● **EXERCISE**:
Which of the lines below include the word "repetitive"? Pull each one out.

(Recorded data)

Issue #193, opened 2019-05-30
Allow installation from remote manifests without downloading the bundle


corneliusweig:
I find it annoying that I need to download the file bundle _and_ the manifest when testing a `krew-index` PR. It could be much simpler, if `krew` would accept remote URIs for the manifest location and if krew would download the file bundle referenced in there. Is there a particular reason why `krew` must not do this?

Thinking further, `krew` should keep track of the manifest URIs if not coming from the krew index. On `krew update`, it should then also download new versions from those URIs and handle those just as any other plugin. This would then allow plugin authors to maintain their own krew manifest within the plugin repo with all the benefits of krew (easy install, updates).

WDYT?

ahmetb:
You can easily do

    --manifest <(curl url) --archive <(curl url)

We discussed this in early days and decided not to add more magic and rely on unix conventions. Maybe it’s worth documenting though.

corneliusweig:
Well I would argue that the cmd-line hack is less practical. After all, you need to copy/paste two different urls, not just one:
```
--manifest <(curl manifest-url) --archive <(curl archive-url)
```

BTW, what do you think about keeping track of the manifest URLs so that they can be updated during `krew update`?

ahmetb:
To test manifests in index repo, I have the refined-github extension, so I can click Copy to copy manifest file contents into clipboard, then I have this alias:

    krew_install_clipboard="kubectl krew install --manifest <(pbpaste)"

so I just run `krew_install_clipboard`. That's just my personal workflow.


> BTW, what do you think about the idea of keeping track of the manifest URLs so that they can be updated during `krew update`?

We shouldn't go down this path. One-off installations are meant only for dev/test. We provide the --manifest/--archive just to ease local development experience. Once we start supporting multiple indexes, I don't think there will be a real need for non-developers to use --manifest/--archive.

corneliusweig:
But that's exactly the point: if the location of plugins is recorded, they are no longer one-off. In a way, this is the multiple indexes approach in the extreme, where every plugin manifest is maintained in its own repository.
In contrast to multiple indexes, this would allow plugin authors to benefit from easy krew installation (+updates) without the need to add the plugin to an index.

ahmetb:
The only problem I see with that is it ends up creating two paths for obtaining manifests. One being a local git repo that’s refreshed directly/indirectly via `krew update`; another one that comes from a permalink/URL directly.

[...]

PR #350, opened 2019-10-03
Adds --manifest-url flag to allow plugin installation from remote manifests

rewanth1997:
This feature addition lets the user/developer to install a krew plugin directly from the source URL instead of manually downloading the plugin file.

## Problem statement
Install kubectl plugin from config file

### Current approach
```
wget https://raw.githubusercontent.com/rewanth1997/kubectl-fields/master/deploy/krew/plugin.yaml
kubectl krew install --manifest=./plugin.yaml
```

### Proposed approach
```
kubectl krew install --manifest-url="https://github.com/rewanth1997/kubectl-fields/raw/master/deploy/krew/plugin.yaml"
```

This new feature addition will download the plugin from the URL to a temporary location and then installs the plugin from that temporary fie using the regular `manifest` method.

Please review the feature request. I'm happy to make the necessary changes if any.

Regards,
Rewanth


ahmetb:
This proposal was previously discussed & denied, I believe.

rewanth1997:
Oh, I couldn't find any such discussion on Github. 

This PR downloads the yaml file from the URL and stores it in a temporary location. After download, it performs the same operation as the `--manifest` flag. After installation, this feature cleans up the file from the system.

I couldn't think of any potential drawbacks. In fact, I see this as an advantage for developers/users. May I know the reason behind denying this idea?

ahmetb:
I also tried to find but couldn't. Now I'm thinking if it was a private discussion with @corneliusweig.

The main reasoning was a about a few points:

1. You can just do `--manifest <(curl url)` and compose tools/pipes/sub-shells as one should do with UNIX command-line tools.

2. `--manifest-url` is yet another thing to maintain, and makes the user/test surface larger. We thought about detecting url in `--manifest` but that is also "magic", which is not a good thing to do in tools.

Since this has came up multiple times by now, we might be open to it.

/unassign @soltysh 
/assign
/assign @corneliusweig

corneliusweig:
Hi @rewanth1997, the issue @ahmetb mentioned is #193.

---

I think the main reason against the `--manifest-url` option is that this is only intended for plugin devs and not for krew users. Adding this `--manifest-url` option would also encourage end-users to install dangling plugins via this option. However, we don't want this, because `krew` should also take care of updates and this doesn't work when installing from URL.

However, even plugin devs do stumble over this `--manifest <(curl URL)` thing. How about this: if a user tries to install with `--manifest URL`, we could detect if the argument is in fact a URL and print an error suggesting to try `--manifest <(curl URL)` instead?

rewanth1997:
I wasn't aware of the `update` issue.

I just check the `update` module in krew, https://github.com/kubernetes-sigs/krew/blob/master/pkg/gitutil/git.go#L59. With this implementation, the plugins installed via `kubectl install --manifest <(curl ...)` won't be updated.

The idea of throwing a custom error to use curl seems good but building a generic regex expression for URL is very tough. Limiting this just to `http/https` protocol check isn't a good idea either.

corneliusweig:
@rewanth1997 Implementing the URL parser is not necessary. Go already has that built in. See https://github.com/kubernetes-sigs/krew/pull/302/files
```go
if _, err := url.ParseRequestURI(word); err == nil {
   return true
}
```

rewanth1997:
I don't think this works properly,

`url.ParseRequestURI` considers anything starting with "/" as URL. It might be an absolute path to the plugin file in the host machine.

"/home/rewanth/kubectl-fields/deploy/krew/plugin.yaml" gets detected as URL.

```
package main

import (
    "fmt"
    "net/url"
)

func main() {
    fmt.Println(isUrl("https://github.com/kubernetes-sigs/krew/pull/350"))
    fmt.Println(isUrl("/home/rewanth/kubectl-fields/deploy/krew/plugin.yaml"))
    fmt.Println(isUrl("plugin.yaml"))
}

func isUrl(toTest string) bool {
    _, err := url.ParseRequestURI(toTest)
    if err != nil {
        return false
    } else {
        return true
    }
}
```

Output
```
true
true
false
```

rewanth1997:
```
rewanth@ubuntu:/tmp/krew/out/bin$ ./krew-linux_amd64 install --manifest=https://raw.githubusercontent.com/rewanth1997/kubectl-fields/master/deploy/krew/plugin.yaml
F1013 22:59:14.313896  107113 root.go:58] Cannot install plugin directly from URL
To install from URL, use --manifest <(curl https://raw.githubusercontent.com/rewanth1997/kubectl-fields/master/deploy/krew/plugin.yaml)
```

@corneliusweig I added an additional check to check for `Schema` and `Host` to validate the URL. Please review the PR.

corneliusweig:
Good find! I'll consider adding the same logic in the other PR.

Can you also add some tests for this behavior? Otherwise this looks good. Thanks!

rewanth1997:
I validated the module independently with different protocols like SMB, FTP, HTTP, etc. I believe these checks are good enough for integration. Please let me know if something else needs to be done.

List of tests performed: [https://play.golang.org/p/xUN0SHp1c9t](https://play.golang.org/p/xUN0SHp1c9t)

ahmetb:
@corneliusweig have we settled on --manifest vs --manifest-url?
It seems like latter is more verbose (as opposed to _magic_) and can be easily implemented, albeit with extra testing requirements.

corneliusweig:
@ahmetb The scope of this PR was changed. It now only prints an error message with a hint to use `--manifest <(curl filename)`, if it detects that `filename` is a remote URL.

corneliusweig:
/retitle Print hint when user tries to install via manifest from remote URL

corneliusweig:
@rewanth1997 You could add an e2e test for install with manifest which does one of the checks automatically (e.g. `https://github.com/kubernetes-sigs/krew/pull/350`). A good place would be in `integration_test/install_test.go`.

rewanth1997:
Hi @corneliusweig @ahmetb ,

I have a concern about the current idea. You mentioned in the above [comment-539180993](https://github.com/kubernetes-sigs/krew/pull/350#issuecomment-539180993) that `--manifest-url` has to be avoided because it installs dangling plugins and `krew update` is not applied on them. In that case, even the plugins installed by `--manifest` argument cannot be updated by `krew update`.

If `--manifest` is allowed to install dangling plugins, I think `--manifest-url` should also be allowed.

**Proposed solution:**
We will revert back to my original commit of adding `--manifest-url` and add a warning like *"Plugins installed via --manifest/--manifest-url are not updated by krew"* when the users install plugin with `--manifest/--manifest-url`

What are your views on this new proposal?

ahmetb:
Yeah I think --manifest-url is not that bad.
We just need to write tests for it (for every case we've been testing with --manifest).

No need to add a warning. The flag description clearly says `(Development-only)`.

rewanth1997:
I already implemented the code for `--manifest-url`. I can add the test cases too for this module.

Once we get @corneliusweig views on adding `--manifest-url`, I will revert back to first commit and will add the test cases as well.

corneliusweig:
@rewanth1997 Alright then, let's have the `--manifest-url` flag. Sorry if I caused additional work with this back-and-forth. Please also change back the PR title to something meaningful.

rewanth1997:
Not a problem. I will make the required changes.

rewanth1997:
/retitle Adds --manifest-url option to allow installation from remote manifests

@corneliusweig Please review the latest code which includes integration tests as well

rewanth1997:
@corneliusweig Your kconfig repo (https://github.com/corneliusweig/konfig/) isn't having a valid plugin structured yaml file which can be passed to `--manifest-url` option for running the integration tests.

Hence, I added my plugin file (kubectl-fields) to run the integration tests.

cmd/krew/cmd/install.go
```diff
@@ -62,6 +99,20 @@ Remarks:
 			var pluginNames = make([]string, len(args))
 			copy(pluginNames, args)
 
+			// Downloads manifest file from given URL
+			if *manifestURL != "" {
+				fileName, err := downloadFile(*manifestURL)
+				if err != nil {
+					fmt.Fprintln(os.Stderr, "Error downloading file")
```
corneliusweig: Please do
```go
return errors.Wrapf(err, "Error downloading manifest from %q", *manifestURL)
```

Just logging an error won't be enough ;)

---

Please also put some thought into the question whether the cleanup function (remove the temp-file) should be called when an error is returned here. Otherwise we might leak temporary files.

cmd/krew/cmd/install.go
```diff
@@ -30,10 +32,45 @@ import (
 	"sigs.k8s.io/krew/pkg/installation"
 )
 
+// Downloads data from url to a filepath location
+func downloadFile(url string) (string, error) {
```
corneliusweig: Can you move that function into the `internal` package?

cmd/krew/cmd/install.go
```diff
@@ -62,6 +99,20 @@ Remarks:
 			var pluginNames = make([]string, len(args))
 			copy(pluginNames, args)
 
+			// Downloads manifest file from given URL
+			if *manifestURL != "" {
```
corneliusweig: I wonder if you could find a way to not make the `install` function even longer. It already is quite long and is very hard to test. Adding this here only makes it worse. So if you find a way to move this code into some helper where it can be tested independently, that would be great!

pkg/constants/constants.go
```diff
@@ -19,6 +19,7 @@ const (
 	PluginKind        = "Plugin"
 	ManifestExtension = ".yaml"
 	KrewPluginName    = "krew" // plugin name of krew itself
+	ManifestURL       = "https://github.com/rewanth1997/kubectl-fields/raw/master/deploy/krew/plugin.yaml"
```
corneliusweig: These constants are for production code only. I think `testutil_test.go` would be a better place for this.

integration_test/install_test.go
```diff
@@ -105,6 +105,17 @@ func TestKrewInstall_Manifest(t *testing.T) {
 	test.AssertExecutableInPATH("kubectl-" + validPlugin)
 }
 
+func TestKrewInstall_ManifestURL(t *testing.T) {
```
corneliusweig: Maybe also add a test-case where `--manifest-url` _and_ `--archive` are given? What should happen in that case?

ahmetb: I think we can make these flags mutually exclusive and explicitly error out. People most probably won't even use it.

That said, --archive just always uses the provided file instead of downloading the .zip file from the internet. So it's actually still valid here, but that's not why people are going to use --manifest-url for. 

So yeah, I recommend 1) explicitly fail in this case 2) add integration tests to test that.

cmd/krew/cmd/install.go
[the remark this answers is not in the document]
rewanth1997: Done

cmd/krew/cmd/install.go
```diff
@@ -30,10 +32,45 @@ import (
...
+	if err != nil {
+		return "", err
+	}
+	defer resp.Body.Close()
+
+	if resp.StatusCode != http.StatusOK {
+		return "", fmt.Errorf("bad status: %s", resp.Status)
+	}
+
+	body, err := ioutil.ReadAll(resp.Body)
```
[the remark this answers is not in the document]
rewanth1997: Done

cmd/krew/cmd/install.go
rewanth1997: Done. I made a call to cleanup function to clear the temp files.

cmd/krew/cmd/install.go
rewanth1997: Done

cmd/krew/cmd/install.go
rewanth1997: Unfortunately no. We cannot shift this piece of code to any helper function because we use `defer` to cleanup the temporary files after installation here (https://github.com/rewanth1997/krew/blob/manifest-url/cmd/krew/cmd/install.go#L74)

If we move the piece of code to another function, `defer` will work locally to the particular helper function only and will loose its primary purpose.

pkg/constants/constants.go
rewanth1997: Done

integration_test/install_test.go
rewanth1997: Done

rewanth1997:
Hi @corneliusweig ,

Apologies for the delay. I made all the recommended changes, please review the latest code.

```
Do you think you could set up a local test server with import "net/http/httptest" to serve the manifest for tests?
```
I didn't understand this question. Can you elaborate more?

rewanth1997:
Sorry for the delay @corneliusweig @ahmetb 
I was busy working on a client's project and didn't get time to fix this PR. Since I have free time now, I will be more active and resolve the issues quickly.

cmd/krew/cmd/install.go
rewanth1997: I tried to make the code as minimal as possible in this section. Its only 5 lines of code.
```
downloadFile()
cleanup()
check_err
assign temporary file name to the manifest variable
```

ahmetb: Sorry I'm jumping on this but why do we need to write the temporary file onto the disk? 

Maybe if we changed the installation parameter with an `io.ReadCloser` we can solve this more cleanly?

corneliusweig:
@rewanth1997 What I mean is that you don't fetch the manifest from some real repo, but instead you create an http server that serves the manifest and the archive. This has two advantages:

- When working on krew, we have full control over the manifest and archive. If the test breaks, we can fix it.
- There will be a much smaller delay when "downloading", because the files are served locally. So the tests will run faster.

I think the `"net/http/httptest"` package has the required utils to do this.

ahmetb:
Some examples with httptest pkg:
- https://itnext.io/how-to-stub-requests-to-remote-hosts-with-go-6c2c1db32bf2
- https://medium.com/what-i-talk-about-when-i-talk-about-technology/go-code-examples-httptest-newserver-f965fb349884
- https://medium.com/@xoen/go-testing-technique-testing-json-http-requests-76d9ce0e11f

cmd/krew/cmd/install.go
rewanth1997: My initial idea was to the downloaded data to a temporary file on the disk and then to pass the temporary file path as a value to `--manifest` variable.

Thanks for pointing the `ReadCloser` interface. This will definitely make the code look cleaner. I can directly save the downloaded file in a variable/buffer and pass it to respective variables rather than storing on disk and removing it later. I will make the changes asap.

rewanth1997:
@ahmetb @corneliusweig  I stored the downloaded file in the buffer. Please share your views on the latest implementation.

I will add test cases getting served via local server asap.

rewanth1997:
@ahmetb @corneliusweig All the recommended changes have been done. Please review the code that serves files from the local test server.

cmd/krew/cmd/install.go
```diff
@@ -94,6 +102,21 @@ Remarks:
...
+					return errors.Wrapf(err, "Error downloading manifest from %q", *manifestURL)
+				}
+				plugin, err := indexscanner.DecodePluginFile(resp)
+				if err != nil {
+					return errors.Wrap(err, "failed to load custom manifest file")
+				}
+				if err := validation.ValidatePlugin(plugin.Name, plugin); err != nil {
+					return errors.Wrap(err, "plugin manifest validation error")
+				}
+				install = append(install, plugin)
```
ahmetb: this is too repetitive with the next block, it's not good for code cleanliness.

rewanth1997: True. 

he only alternative is to define `plugin` and `err` as global variables and then pass them to the repetitive block of code. I thought it would be a bad idea to declare variables with global scope and I preferred the repetitive method.

I can implement the alternative method as explained above if that makes sense.

ahmetb: hmm, why don't we make `decodepluginfile` work on io.ReadCloser?

Both resp.Body and os.OpenFile return io.ReadCloser.

rewanth1997:
```
var plugin index.Plugin
var gerr error

if *manifestURL != "" {
	resp, err := internal.DownloadFile(*manifestURL)
	if err != nil {
		return errors.Wrapf(err, "Error downloading manifest from %q", *manifestURL)
	}
	plugin, gerr = indexscanner.DecodePluginFile(resp)
} else if *manifest != "" {
	plugin, gerr = indexscanner.ReadPluginFile(*manifest)
}

if gerr != nil {
	return errors.Wrap(gerr, "failed to load custom manifest file")
}
if err := validation.ValidatePlugin(plugin.Name, plugin); err != nil {
	return errors.Wrap(err, "plugin manifest validation error")
}
install = append(install, plugin)
```

How does this look? This snippet will replace this piece of code, https://github.com/kubernetes-sigs/krew/blob/6df65f26ed4b6420ad8ed0678ddb4cfe0a0ad99e/cmd/krew/cmd/install.go#L105-L129

integration_test/testdata/konfig_localhost.yaml
```diff
@@ -0,0 +1,28 @@
+apiVersion: krew.googlecontainertools.github.com/v1alpha2
```
ahmetb: why do we need this file?
As far as I can tell you don't need to fetch the plugin from a hardcoded port number.
All you care about while implementing `--manifest-url` is that manifest is read from URL and then you can pass `--archive` override.

you put `uri: http://ignored`

integration_test/testutil_test.go
```diff
@@ -37,8 +37,10 @@ import (
 const (
 	persistentIndexCache = "krew-persistent-index-cache"
 	krewBinaryEnv        = "KREW_BINARY"
-	validPlugin          = "konfig" // a plugin in central index with small size
-	validPlugin2         = "mtail"  // a plugin in central index with small size
+	validPlugin          = "konfig"          // a plugin in central index with small size
+	validPlugin2         = "mtail"           // a plugin in central index with small size
+	LocalhostURL         = "127.0.0.1:60564" // make sure this port is open. incase of editing port number, make sure to update the URL in testdata/konfig_localhost.yaml
```
ahmetb: you shouldn't need this. just simplify by reading tarball from `--archive` in integration test?

integration_test/install_test.go
```diff
@@ -105,6 +111,95 @@ func TestKrewInstall_Manifest(t *testing.T) {
...
+		t.Errorf("Expected install to fail but was successful")
+	}
+}
+
+func TestKrewInstall_ManifestURLAndManifest(t *testing.T) {
+	skipShort(t)
+
+	server, err := startServer()
+	if err != nil {
+		t.Errorf("Trouble starting local server")
```
ahmetb: you aren't logging what the error was. just t.Fatalf(error)

Also errorf doesn't stop the test. so the test will continue to execute.

integration_test/install_test.go
```diff
@@ -105,6 +111,95 @@ func TestKrewInstall_Manifest(t *testing.T) {
...
+	defer server.Close()
+
+	test, cleanup := NewTest(t)
+	defer cleanup()
+
+	err = test.Krew("install",
+		"--manifest-url", LocalhostManifestURL,
+		"--manifest", filepath.Join("testdata", fooPlugin+constants.ManifestExtension)).Run()
+	if err == nil {
+		t.Errorf("Expected install to fail but was successful")
```
ahmetb: lowercase errors

integration_test/install_test.go
```diff
@@ -105,6 +111,95 @@ func TestKrewInstall_Manifest(t *testing.T) {
 	test.AssertExecutableInPATH("kubectl-" + validPlugin)
 }
 
+func startServer() (*httptest.Server, error) {
+	server := httptest.NewUnstartedServer(http.HandlerFunc(func(w http.ResponseWriter, r *http.Request) {
+		switch r.RequestURI {
+		case "/konfig_localhost.yaml":
```
ahmetb: why don't you just use http.FileServer ?

cmd/krew/cmd/install.go
ahmetb: good enough but instead of creating `gerr`, you should probably wrap/return errors immediately where they occur.

Ideally I'd love to see us using `indexscanner.Decode` just accept `io.ReadCloser`. Maybe we can do it later, not in this PR.

ahmetb:
Currently this PR is too big. Ideally you should add 1 if statement + 1 unit test to cover that the parsing happens. Nothing else should be necessary as far as I can tell, overall please try to reduce complexity. We shouldn't need ~200 lines of code for a simple flag.

integration_test/install_test.go
rewanth1997: I thought having a custom handler function will be helpful if we need to serve additional files in the future from different directories.

integration_test/testdata/konfig_localhost.yaml
rewanth1997: I added a testcase in which `--archive` is not specified along with `--manifest-url`. How can we ignore the URL in that case? We would need a valid URL to download the plugin.

integration_test/install_test.go
rewanth1997: Done

integration_test/install_test.go
ahmetb: But we currently don’t, and this implementations is 20x longer. :)

integration_test/install_test.go
rewanth1997: Done

integration_test/install_test.go
rewanth1997: I will fix it

cmd/krew/cmd/install.go
rewanth1997: Done

integration_test/install_test.go
rewanth1997: Done

integration_test/testdata/konfig_localhost.yaml
rewanth1997: Done

integration_test/testutil_test.go
rewanth1997: As we discussed previously `--archive` cannot be used with `--manifest-url`. Hence, I added this.

rewanth1997:
I agree that this PR is a bit lengthy.

The recommended changes are made and the size of this PR is notably reduced. I added extra unit tests with a comination of `--manifest-url` and other flags like `--archive` and `--manifest`.

This PR has 1 if statement, a file that contains code to download files from URL, 3 unit test cases and the setup of a local test server. I think ~150 lines of code is a reasonable length to code all the above operations.

@ahmetb @corneliusweig Please review the latest code.

integration_test/install_test.go
```diff
@@ -105,6 +110,75 @@ func TestKrewInstall_Manifest(t *testing.T) {
...
+	server.Listener = listener
+	server.Start()
+	return server, nil
+}
+
+func TestKrewInstall_ManifestURL(t *testing.T) {
+	skipShort(t)
+
+	server, err := startLocalServer()
+	if err != nil {
```
ahmetb: Do this:

Pass t to startLocalServer, Mark that method as t.Helper() and if err starting server, t.Fatal in that method; not here.

integration_test/testutil_test.go
```diff
@@ -37,8 +37,10 @@ import (
 const (
 	persistentIndexCache = "krew-persistent-index-cache"
 	krewBinaryEnv        = "KREW_BINARY"
-	validPlugin          = "konfig" // a plugin in central index with small size
-	validPlugin2         = "mtail"  // a plugin in central index with small size
+	validPlugin          = "konfig"          // a plugin in central index with small size
+	validPlugin2         = "mtail"           // a plugin in central index with small size
+	localServerURL       = "127.0.0.1:45076" // change port number incase of bind error
```
ahmetb: Please do not hardcode. 

httputil can start a server at a random port. 
Just return its base url and close function from test util func.

cmd/krew/cmd/install.go
```diff
@@ -94,11 +102,27 @@ Remarks:
...
+
+				if *manifestURL != "" {
+					resp, err := internal.DownloadFile(*manifestURL)
+					if err != nil {
+						return errors.Wrapf(err, "Error downloading manifest from %q", *manifestURL)
+					}
+					plugin, err = indexscanner.DecodePluginFile(resp)
+					if err != nil {
+						return errors.Wrap(err, "failed to load custom manifest file")
+					}
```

● **FINISHED EXERCISE**:
ahmetb: this is too repetitive with the next block, it's not good for code cleanliness.
he only alternative is to define `plugin` and `err` as global variables and then pass them to the repetitive block of code. I thought it would be a bad idea to declare variables with global scope and I preferred the repetitive method.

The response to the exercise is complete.